How to Use Social Media to Support Your Fraud Case

Posting by Alex Helfand

The invasion of social media continues to complicate litigation. Effective litigation will increasingly include sifting through large amounts of electronically stored information (ESI) and piecing together fragmented social networking activity to substantiate a case. Exactly how does social media play into support for a fraud case and what are the considerations for preserving, obtaining, and using data from social media sites?

Social Media and the Clues Left Behind

While the most common social networking sites include Facebook and LinkedIn, other forms of social media include bookmarking sites, social news, media sharing (e.g., YouTube), microblogging (e.g., Twitter), and blog comments and forums. For the purposes of this topic, the focus will be on Facebook.

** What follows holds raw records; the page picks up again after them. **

PR #1300, opened 2025-02-20
extend terraform provider from default

thomast1906:
Using same pattern as per `warnAboutDeprecatedPostgres.groovy`

- Similar was added previous for https://github.com/hmcts/cnp-jenkins-library/blob/master/vars/warnAboutDeprecatedPostgres.groovy

### DIFF
--- a/vars/warnAboutOldTfAzureProvider.groovy
+++ b/vars/warnAboutOldTfAzureProvider.groovy
@@ -15,8 +15,8 @@ def call(String environment, String product) {
       ? LocalDate.of(2024, 7, 2)
       : LocalDate.parse(deprecation.date_deadline)
     
-    if (LocalDate.now().isAfter(deadlineDate)) {
-      error "Dependency ${dependency} has expired on ${deadlineDate}. Please upgrade to version ${deprecation.version} or higher."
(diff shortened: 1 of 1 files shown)


vars/warnAboutOldTfAzureProvider.groovy
```diff
@@ -3,6 +3,18 @@ import uk.gov.hmcts.pipeline.DeprecationConfig
 import java.time.LocalDate
 
 def call(String environment, String product) {
+  String gitUrl = env.GIT_URL
+  LocalDate defaultExpiryDate = LocalDate.parse(deprecation.date_deadline)
+
+  // Repository specific expiry dates
+  switch (gitUrl.toLowerCase()) {
+    case "https://github.com/hmcts/am-org-role-mapping-service.git":
```
thomast1906, line 11: repo to be changed for associated repo we want to extend

vars/warnAboutOldTfAzureProvider.groovy
```diff
@@ -3,8 +3,17 @@ import uk.gov.hmcts.pipeline.DeprecationConfig
 import java.time.LocalDate
 
 def call(String environment, String product) {
-
+  String gitUrl = env.GIT_URL
```
bancey, line 6: is this `gitUrl` var used?

PR #1326, opened 2025-07-29
Fix all tests that were ignored

DanielKChristou:
- Switches to JsonSlurperClassic to avoid type issues when parsing in Jenkins.

- Add null and method checks to avoid failures when Jenkins objects don’t behave as expected(usually when running code as part unit tests).

- Makes the previous build check safer by only calling getPreviousBuild() if it exists.

- Updates tests to reflect the safer parsing and null handling.

- Removes reliance on Groovy’s dynamic typing to avoid issues with newer versions.

### DIFF
--- a/test/withNightlyPipeline/onMaster/withAngularNightlyPipelineOnMasterTests.groovy
+++ b/test/withNightlyPipeline/onMaster/withAngularNightlyPipelineOnMasterTests.groovy
@@ -1,7 +1,6 @@
 package withNightlyPipeline.onMaster
 
 import org.junit.Test
-import uk.gov.hmcts.contino.AngularBuilder
 import withPipeline.BaseCnpPipelineTest
 
 class withAngularNightlyPipelineOnMasterTests extends BaseCnpPipelineTest {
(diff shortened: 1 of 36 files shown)


vars/notifyBuildFixed.groovy
```diff
@@ -35,7 +35,9 @@ def call(Map args = [:]) {
   }
 
   try {
-    if (currentBuild.getPreviousBuild()?.getResult() == 'FAILURE') {
+    // Check if currentBuild has the getPreviousBuild method (may not exist in test environments)
+    def hasPreviousBuild = currentBuild?.hasProperty('getPreviousBuild') || currentBuild?.metaClass?.respondsTo(currentBuild, 'getPreviousBuild')
```
DanielKChristou, line 39: Added checks for null and method existence to prevent runtime errors when Jenkins objects don't have expected properties or methods like getPreviousBuild.

test/withNightlyPipeline/onMaster/withNodeJsNightlyPipelineOnMasterTests.groovy
```diff
@@ -16,20 +14,20 @@ class withNodeJsNightlyPipelineOnMasterTests extends BaseCnpPipelineTest {
 
   @Test
   void NightlyPipelineExecutesExpectedStepsInExpectedOrder() {
-    def mockBuilder = new MockFor(YarnBuilder)
-    mockBuilder.demand.with {
+    def stubBuilder = new StubFor(YarnBuilder)
+    stubBuilder.demand.with {
```
DanielKChristou, line 18: Changed from MockFor to StubFor to fix Groovy 2.5.x compatibility issues. The strict mocking of MockFor  was causing the StackOverflow.

test/withNightlyPipeline/onMaster/withAngularNightlyPipelineOnMasterTests.groovy
```diff
@@ -16,20 +14,29 @@ class withAngularNightlyPipelineOnMasterTests extends BaseCnpPipelineTest {
 
   @Test
   void NightlyPipelineExecutesExpectedStepsInExpectedOrder() {
-    def mockBuilder = new MockFor(AngularBuilder)
-    mockBuilder.demand.with {
+    // Register the saucePublisher method for the test environment
+    helper.registerAllowedMethod("saucePublisher", [], {})
```
DanielKChristou, line 18: Methods were added to make sure all called methods are registered.

charlesluokb (approved):

PR #1331, opened 2025-09-08
Remove db check stage to unblock teams

reespozzi:
MS issue dropped db availability to 0 since friday and is still unresolved. They have agreed this is an issue with backends on their side.


reespozzi:
Showed a green pipeline run of the important stage of this; 
image


merging to unblock teams

PR #1428, opened 2026-04-07
OnlyDeploy option

nilay913:
Notes:
* Adds a config option pulled from GitHub labels to only deploy skipping all tests, dependencies and coverage checks, ultimately failing the build after deployment (so it can't be merged without running the full pipeline) for ease of deployment for development/testing for PoCs/spikes


niallk (dismissed):

thomast1906 (changes requested):
I dont think we will be approving this. 

Bypassing security checks even for PoC I would not recommend, happy to discuss further on Slack.

PR #1520, opened 2026-08-14
Allow smoke tests to skip team secrets

jasonpaige:
## What changed

- add a backwards-compatible `disableSmokeTestSecrets()` pipeline option
- run the smoke-test stage outside `withTeamSecrets` only when that option is enabled
- keep deployment, functional, performance, and other test secret loading unchanged
- document the option and cover both the default and opt-out paths with regression tests

## Why

Some smoke tests only use `TEST_URL` and should not receive the application secrets configured by `loadVaultSecrets`. This option scopes those secrets away from the smoke test while preserving existing behaviour by default.

On current `master`, smoke and subsequent test stages share one team-secret binding. If a later functional or performance test needs those secrets, they are still fetched once after smoke; this change therefore improves least-privilege access and stage attribution but does not guarantee a whole-pipeline timing reduction. It also does not bypass the subscription login or secret loading required by deployment and other stages.

## Prerequisite

- #1522 must merge first because downstream pipeline validation reads the permitted library branches from `master`

## Example

```groovy
withPipeline(type, product, component) {
  loadVaultSecrets(secrets)
  disableSmokeTestSecrets()
}
```

## Validation

- `./gradlew check --rerun-tasks` — 336 tests, 0 failures
- regression coverage verifies that smoke and functional stages exist before checking their secret-loading order
- `git diff --check`

### DIFF
--- a/README.md
+++ b/README.md
@@ -204,6 +204,17 @@ called after each deployment to each environment.
 
 The smoke tests are to be non-destructive (i.e. have no data impact, such as not creating accounts) and a subset of component level functional tests.
 
+If a smoke test only uses `TEST_URL` and does not require the secrets configured by `loadVaultSecrets`, it can avoid loading them for that stage:
+
+```groovy
+withPipeline(type, product, component) {
+  loadVaultSecrets(secrets)
+  disableSmokeTestSecrets()
+}
+```
+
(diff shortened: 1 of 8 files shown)


gunnertwin (approved):
Reviewed, no actionable findings.

PR #1530, opened 2026-09-04
fix(fortify): use real OAuth credentials for library FoD scan runner

niallk:
Newly onboarded repos without a repo-level fortifyScan task fall back to the library's FoD scan runner, which authenticates via OAuth client_credentials. It was using FORTIFY_USER_NAME/FORTIFY_PASSWORD (SSC-style username/PAT from the per-product Key Vault) as the OAuth client_id/client_secret, which Fortify correctly rejects with 401.

- fortifyOnDemandScan: prefer FORTIFY_OAUTH_CLIENT_ID/CLIENT_SECRET, falling back to FORTIFY_USER_NAME/PASSWORD only if unset
- fortifyScan / sectionBuildAndTest: bind withFortifyOAuthSecrets around the scan step itself, not just the post-scan vulnerability report, so the real OAuth credential is actually available when needed

Notes:
*
*
*

### DIFF
--- a/vars/fortifyOnDemandScan.groovy
+++ b/vars/fortifyOnDemandScan.groovy
@@ -73,10 +73,15 @@ EOF
 }
 trap cleanup EXIT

The insurance industry was the first to discover clues to fraud on social media. For example, through posted pictures of a waterskiing adventure on an expensive island vacation, it becomes clear that the person submitting an insurance claim for inability to work may be committing healthcare fraud. Companies in other industries may find clues to fraudulent activity by their employees in similar pictures and status updates which brazenly expose a lifestyle far more opulent than expected based on their known financial circumstances.

Ways Social Media May Be Permitted to Support a Fraud Case

Outside of the insurance industry, at this time most information obtained from social media is intended to be used as intelligence, not evidence. In this manner, discovered information may be used as a lead or to substantiate existing evidence, and other accepted investigative techniques can confirm or verify and become part of the case support.

Privacy issues arise as some may argue that their privacy settings are configured to prevent viewing from outside parties, but generally that argument is not accepted. This is due to the fact that most social networking – despite any settings – has no reasonable expectation of privacy; potential third parties in the form of the others who have access to the information (e.g., “Friends” on Facebook) do in fact exist.

The U.S. Stored Communications Act protects electronic communications held by Internet service providers (ISPs) and generally prohibits ISPs from disclosing the information stored on their servers without the user’s consent. Exceptions include state and federal entities if they have a warrant or subpoena. (You may remember that this year’s events also unearthed the fact that the National Security Administration (NSA), does actually access data from ISPs on a wide scale; two federal judges have provided two different rulings on this issue.) Also, courts may order the party directly to produce the communications.

Other Considerations When Using Social Media as Evidence or Support

Ethics of course play a role in accessing social media. It’s one thing to find incriminating posts or photos that are open to the world; it’s quite another to “friend” someone under false pretenses in order to find such evidence. In many cases a third-party investigator would use such a technique, but when working directly with an attorney, as a rule, this is not permitted.

Although it may seem like a smart idea for a litigant to remove incriminating evidence after the case has begun, that may violate state and federal evidence rules against spoliation (i.e., the act of destroying evidence or otherwise making it unavailable). On top of that, removing information from one’s Facebook page does NOT necessarily mean that it is erased everywhere – it likely resides on the social networking service’s servers.

Digital forensics continues to expand as a field, as technology and social media continue to grow. As more areas are investigated, the cost of the case increases. It’s important to consider in advance what will be reviewed and how much time it will take to retrieve something useful and usable. It’s also imperative to obtain other permissions to access the social media site(s) in the first place. The total cost for additional research into social media may exceed the value of the case, and if the case isn’t known to be a slam-dunk, the expense could do more harm to the firm.

The use of social media as support is, however, relatively new. As time goes by there will likely be more clear directives on obtaining and using such information, as well as more difficulties posed. But one thing is for sure – social media posts and activity cannot be ignored in the realm of litigation.